- **ASSIGNED TASK**
Can you write out the whole listing exactly?

************

PR #435, opened 2026-06-19
security(license): encrypt License.metadata at rest (LL-740bcb10fa)

swahlquist:
## What

Adds `secure_serialize :metadata` to `License` so the `metadata` catch-all column is encrypted at rest, plus a backfill migration for any existing plaintext rows.

## Design decision (needs your awareness)

`go_secure` allows **only one encrypted column per model** (it literally raises `"only one secure column per record!"`). So I encrypted **`metadata`** (the untyped, free-text catch-all that may hold sensitive district/billing data, which is the real risk and exactly what the finding's prescribed remediation says: "Add `secure_serialize :metadata`").

**`external_reference`** (a PO Number / Stripe ID) is therefore **not** column-encrypted. It stays plaintext and remains stripped from the admin DB-browser API via `SENSITIVE_COLUMNS` (its existing defense-in-depth mitigation). If you want `external_reference` encrypted at rest too, that requires a larger refactor (fold both fields into a single encrypted `settings`-style column with accessors) — say the word and I'll draft it as a follow-up.

## Why this is safe (reads never break)

- `metadata` has **zero writers** anywhere in the app today, so existing rows are effectively empty — the backfill is a defensive safety net and reports `encrypted metadata for 0 license row(s)`.
- The model's decrypting reader (`go_secure` `load_secure_object`) handles legacy plaintext JSON gracefully, so reads keep working in the window between deploy and backfill.
- The migration is **raw-SQL, idempotent, and reversible** (operates on the column directly, not through the decrypting model; running it twice does not double-encrypt; `down` decrypts back to plaintext JSON).

## Tests (`spec/models/license_spec.rb`, new)

- Round-trip: raw DB column is not the plaintext; model decrypts it back.
- `SecureJson.dump` invoked on save.
- `nil` metadata stays `nil` and is omitted from the License JSON.
- Legacy plaintext JSON still reads (proves the no-break claim).
- Backfill re-encrypts a legacy plaintext row and is idempotent.
- Updated the DB-browser contents spec: `licenses` now has `secure_column :metadata`; `external_reference` is stripped explicitly.

59 examples, 0 failures across the License + DB-browser specs. (Three pre-existing `flusher_spec` `flush_board` failures on staging are unrelated — known test-DB orphan-row baseline issue.)

## Finding status

Addresses audit finding **LL-740bcb10fa**. This PR does **NOT** close it. Status stays `open` in `audit-reports/FINDINGS.json` until you verify and attest.

Note: a compliance-touching PR may trigger the n8n DeepSeek adversary pass; this is non-PHI Ruby code, accepted for now.

### DIFF
--- a/app/controllers/concerns/api/schema_explorer.rb
+++ b/app/controllers/concerns/api/schema_explorer.rb
@@ -39,8 +39,10 @@ module Api::SchemaExplorer
   # - organizations.external_auth_key/shortcut: SAML SSO auth hashes.
   # - boards.search_string: denormalized board content (button labels), which is
   #   AAC user vocabulary (FERPA/HIPAA), even though boards.settings is encrypted.
-  # - licenses.metadata/external_reference: License has no secure_serialize;
-  #   metadata is an untyped catch-all and external_reference is a PO/Stripe id.
+  # - licenses.metadata/external_reference: metadata is now secure_serialize'd
+  #   (encrypted, LL-740bcb10fa) but is still stripped here for defense in depth;
+  #   external_reference is a PO/Stripe id that stays plaintext (go_secure allows
+  #   only one secure column per model) and must be stripped explicitly.
   SENSITIVE_COLUMNS = {
     'organizations' => ['external_auth_key', 'external_auth_shortcut'],
     'boards'        => ['search_string'],
--- a/app/models/license.rb
+++ b/app/models/license.rb
@@ -1,7 +1,14 @@
 class License < ApplicationRecord
   include GlobalId
+  include SecureSerialize
   belongs_to :organization
   belongs_to :user, optional: true
+
+  # LL-740bcb10fa: metadata is an untyped catch-all that may hold sensitive
+  # district/billing data, so it is encrypted at rest. go_secure permits only
+  # one secure column per model; external_reference (a PO/Stripe id) stays
+  # plaintext and is excluded from the DB-browser API in schema_explorer.rb.
+  secure_serialize :metadata
 
   validates :organization_id, presence: true
   validates :seat_type, inclusion: { in: %w[student supervisor] }
--- a/db/migrate/20260618120000_encrypt_license_metadata.rb
+++ b/db/migrate/20260618120000_encrypt_license_metadata.rb
@@ -6,8 +6,10 @@ class EncryptLicenseMetadata < ActiveRecord::Migration[7.2]
   # expected to touch 0 rows; it is written to be safe and idempotent if data
   # does exist.
   #
-  # We operate on the raw column via SQL (not the model) so we are not affected
-  # by the model's decrypting accessor while migrating.
+  # We read the raw column via SQL (not the model) so the decrypting accessor
+  # does not interfere, and write back through update_all (bound/quoted by
+  # ActiveRecord, no string interpolation; update_all bypasses the encrypting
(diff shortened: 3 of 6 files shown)


swahlquist:

## Automated PR Review

### Verdict: `COMMENT`

| --- | --- | --- |

**Senior-dev:** The implementation is structurally sound and the security intent is correct, but two concrete issues need addressing before merge: a SQL injection vector in the spec and a logical inversion in the migration's idempotency guard.

**Adversary:** Potential risk with encryption downgrade migration logic and lack of transaction safety in migration.

### Findings (5 unique)
- **[HIGH]** SQL injection via string interpolation in spec SQL query - spec/models/license_spec.rb lines use "SELECT metadata FROM licenses WHERE id = #{l.id}". Even in specs this pattern is unsafe as a pattern and l.id is an ActiveRecord integer so it works today, but the correct form is License.connection.select_value("SELECT metadata FROM licenses WHERE id = ?", l.i... _(flagged by: senior-dev)_
- **[HIGH]** Migration idempotency guard is logically inverted — skips plaintext, re-encrypts encrypted rows - In up, GoSecure::SecureJson.load(raw) succeeds on **valid plaintext JSON** too (it falls back to JSON.parse), so already_encrypted = true fires for plaintext rows and they are skipped. Only rows that fail to load (corrupt data) would be re-encrypted. The guard should detect whether the blob is alrea... _(flagged by: senior-dev)_
- **[MED]** down migration silently skips rows it cannot decrypt, leaving them encrypted after rollback - If GoSecure::SecureJson.load raises (key rotation, corrupt blob), decrypted is nil and the row is skipped with no warning. After db:rollback the reverted plaintext model will read those rows as raw ciphertext and likely blow up. At minimum a say warning per skipped row and a raised error if any row ... _(flagged by: senior-dev)_
- **[MED]** Migration down may lose data on non-JSON values - The down method in migration attempts to decrypt to JSON, but raw metadata could be a non-JSON string. If GoSecure::SecureJson.load returns a non-hash/array string, to_json will escape it (e.g., '"string"'), changing original plaintext value. _(flagged by: adversary)_
- **[LOW]** Migration not atomic with potential partial updates - Migration uses disable_ddl_transaction! and updates rows individually in a loop. If interrupted, some rows may be encrypted while others remain plaintext, causing inconsistent state. _(flagged by: adversary)_

---

swahlquist:
Addressed the automated review:

- **HIGH "SQL injection in migration UPDATE"** - cleared in bb750709e by switching both UPDATEs to `License.where(id: id).update_all(metadata: ...)`. This was a false positive (`connection.quote` + `id.to_i` are safe and the values are not user-controlled), but `update_all` removes the string interpolation entirely.
- **MED "idempotency check inverts its own logic"** - false positive. The migration calls `GoSecure::SecureJson.load` (the raw primitive, which **raises** on plaintext), not the model's `load_secure_object` (which has the plaintext-JSON fallback). So plaintext -> raises -> `already_encrypted=false` -> re-encrypted. Proven by the passing spec "re-encrypts a legacy plaintext row and is idempotent".
- **MED "race between migration and model writes"** - theoretical only: `metadata` has no writers anywhere in the app, and a concurrently-written value would already be encrypted (correctly skipped by the guard).
- **LOW id.to_i style** - resolved by the `update_all` change.

Spec still green (5 examples, 0 failures).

************

- **SOLUTION TO THIS PROBLEM**
PR #435, opened 2026-06-19
security(license): encrypt License.metadata at rest (LL-740bcb10fa)

swahlquist:
## What

Adds `secure_serialize :metadata` to `License` so the `metadata` catch-all column is encrypted at rest, plus a backfill migration for any existing plaintext rows.

## Design decision (needs your awareness)

`go_secure` allows **only one encrypted column per model** (it literally raises `"only one secure column per record!"`). So I encrypted **`metadata`** (the untyped, free-text catch-all that may hold sensitive district/billing data, which is the real risk and exactly what the finding's prescribed remediation says: "Add `secure_serialize :metadata`").

**`external_reference`** (a PO Number / Stripe ID) is therefore **not** column-encrypted. It stays plaintext and remains stripped from the admin DB-browser API via `SENSITIVE_COLUMNS` (its existing defense-in-depth mitigation). If you want `external_reference` encrypted at rest too, that requires a larger refactor (fold both fields into a single encrypted `settings`-style column with accessors) — say the word and I'll draft it as a follow-up.

## Why this is safe (reads never break)

- `metadata` has **zero writers** anywhere in the app today, so existing rows are effectively empty — the backfill is a defensive safety net and reports `encrypted metadata for 0 license row(s)`.
- The model's decrypting reader (`go_secure` `load_secure_object`) handles legacy plaintext JSON gracefully, so reads keep working in the window between deploy and backfill.
- The migration is **raw-SQL, idempotent, and reversible** (operates on the column directly, not through the decrypting model; running it twice does not double-encrypt; `down` decrypts back to plaintext JSON).

## Tests (`spec/models/license_spec.rb`, new)

- Round-trip: raw DB column is not the plaintext; model decrypts it back.
- `SecureJson.dump` invoked on save.
- `nil` metadata stays `nil` and is omitted from the License JSON.
- Legacy plaintext JSON still reads (proves the no-break claim).
- Backfill re-encrypts a legacy plaintext row and is idempotent.
- Updated the DB-browser contents spec: `licenses` now has `secure_column :metadata`; `external_reference` is stripped explicitly.

59 examples, 0 failures across the License + DB-browser specs. (Three pre-existing `flusher_spec` `flush_board` failures on staging are unrelated — known test-DB orphan-row baseline issue.)

## Finding status

Addresses audit finding **LL-740bcb10fa**. This PR does **NOT** close it. Status stays `open` in `audit-reports/FINDINGS.json` until you verify and attest.

Note: a compliance-touching PR may trigger the n8n DeepSeek adversary pass; this is non-PHI Ruby code, accepted for now.

### DIFF
--- a/app/controllers/concerns/api/schema_explorer.rb
+++ b/app/controllers/concerns/api/schema_explorer.rb
@@ -39,8 +39,10 @@ module Api::SchemaExplorer
   # - organizations.external_auth_key/shortcut: SAML SSO auth hashes.
   # - boards.search_string: denormalized board content (button labels), which is
   #   AAC user vocabulary (FERPA/HIPAA), even though boards.settings is encrypted.
-  # - licenses.metadata/external_reference: License has no secure_serialize;
-  #   metadata is an untyped catch-all and external_reference is a PO/Stripe id.
+  # - licenses.metadata/external_reference: metadata is now secure_serialize'd
+  #   (encrypted, LL-740bcb10fa) but is still stripped here for defense in depth;
+  #   external_reference is a PO/Stripe id that stays plaintext (go_secure allows
+  #   only one secure column per model) and must be stripped explicitly.
   SENSITIVE_COLUMNS = {
     'organizations' => ['external_auth_key', 'external_auth_shortcut'],
     'boards'        => ['search_string'],
--- a/app/models/license.rb
+++ b/app/models/license.rb
@@ -1,7 +1,14 @@
 class License < ApplicationRecord
   include GlobalId
+  include SecureSerialize
   belongs_to :organization
   belongs_to :user, optional: true
+
+  # LL-740bcb10fa: metadata is an untyped catch-all that may hold sensitive
+  # district/billing data, so it is encrypted at rest. go_secure permits only
+  # one secure column per model; external_reference (a PO/Stripe id) stays
+  # plaintext and is excluded from the DB-browser API in schema_explorer.rb.
+  secure_serialize :metadata
 
   validates :organization_id, presence: true
   validates :seat_type, inclusion: { in: %w[student supervisor] }
--- a/db/migrate/20260618120000_encrypt_license_metadata.rb
+++ b/db/migrate/20260618120000_encrypt_license_metadata.rb
@@ -6,8 +6,10 @@ class EncryptLicenseMetadata < ActiveRecord::Migration[7.2]
   # expected to touch 0 rows; it is written to be safe and idempotent if data
   # does exist.
   #
-  # We operate on the raw column via SQL (not the model) so we are not affected
-  # by the model's decrypting accessor while migrating.
+  # We read the raw column via SQL (not the model) so the decrypting accessor
+  # does not interfere, and write back through update_all (bound/quoted by
+  # ActiveRecord, no string interpolation; update_all bypasses the encrypting
(diff shortened: 3 of 6 files shown)


swahlquist:

## Automated PR Review

### Verdict: `COMMENT`

| --- | --- | --- |

**Senior-dev:** The implementation is structurally sound and the security intent is correct, but two concrete issues need addressing before merge: a SQL injection vector in the spec and a logical inversion in the migration's idempotency guard.

**Adversary:** Potential risk with encryption downgrade migration logic and lack of transaction safety in migration.

### Findings (5 unique)
- **[HIGH]** SQL injection via string interpolation in spec SQL query - spec/models/license_spec.rb lines use "SELECT metadata FROM licenses WHERE id = #{l.id}". Even in specs this pattern is unsafe as a pattern and l.id is an ActiveRecord integer so it works today, but the correct form is License.connection.select_value("SELECT metadata FROM licenses WHERE id = ?", l.i... _(flagged by: senior-dev)_
- **[HIGH]** Migration idempotency guard is logically inverted — skips plaintext, re-encrypts encrypted rows - In up, GoSecure::SecureJson.load(raw) succeeds on **valid plaintext JSON** too (it falls back to JSON.parse), so already_encrypted = true fires for plaintext rows and they are skipped. Only rows that fail to load (corrupt data) would be re-encrypted. The guard should detect whether the blob is alrea... _(flagged by: senior-dev)_
- **[MED]** down migration silently skips rows it cannot decrypt, leaving them encrypted after rollback - If GoSecure::SecureJson.load raises (key rotation, corrupt blob), decrypted is nil and the row is skipped with no warning. After db:rollback the reverted plaintext model will read those rows as raw ciphertext and likely blow up. At minimum a say warning per skipped row and a raised error if any row ... _(flagged by: senior-dev)_
- **[MED]** Migration down may lose data on non-JSON values - The down method in migration attempts to decrypt to JSON, but raw metadata could be a non-JSON string. If GoSecure::SecureJson.load returns a non-hash/array string, to_json will escape it (e.g., '"string"'), changing original plaintext value. _(flagged by: adversary)_
- **[LOW]** Migration not atomic with potential partial updates - Migration uses disable_ddl_transaction! and updates rows individually in a loop. If interrupted, some rows may be encrypted while others remain plaintext, causing inconsistent state. _(flagged by: adversary)_

---

swahlquist:
Addressed the automated review:

- **HIGH "SQL injection in migration UPDATE"** - cleared in bb750709e by switching both UPDATEs to `License.where(id: id).update_all(metadata: ...)`. This was a false positive (`connection.quote` + `id.to_i` are safe and the values are not user-controlled), but `update_all` removes the string interpolation entirely.
- **MED "idempotency check inverts its own logic"** - false positive. The migration calls `GoSecure::SecureJson.load` (the raw primitive, which **raises** on plaintext), not the model's `load_secure_object` (which has the plaintext-JSON fallback). So plaintext -> raises -> `already_encrypted=false` -> re-encrypted. Proven by the passing spec "re-encrypts a legacy plaintext row and is idempotent".
- **MED "race between migration and model writes"** - theoretical only: `metadata` has no writers anywhere in the app, and a concurrently-written value would already be encrypted (correctly skipped by the guard).
- **LOW id.to_i style** - resolved by the `update_all` change.

Spec still green (5 examples, 0 failures).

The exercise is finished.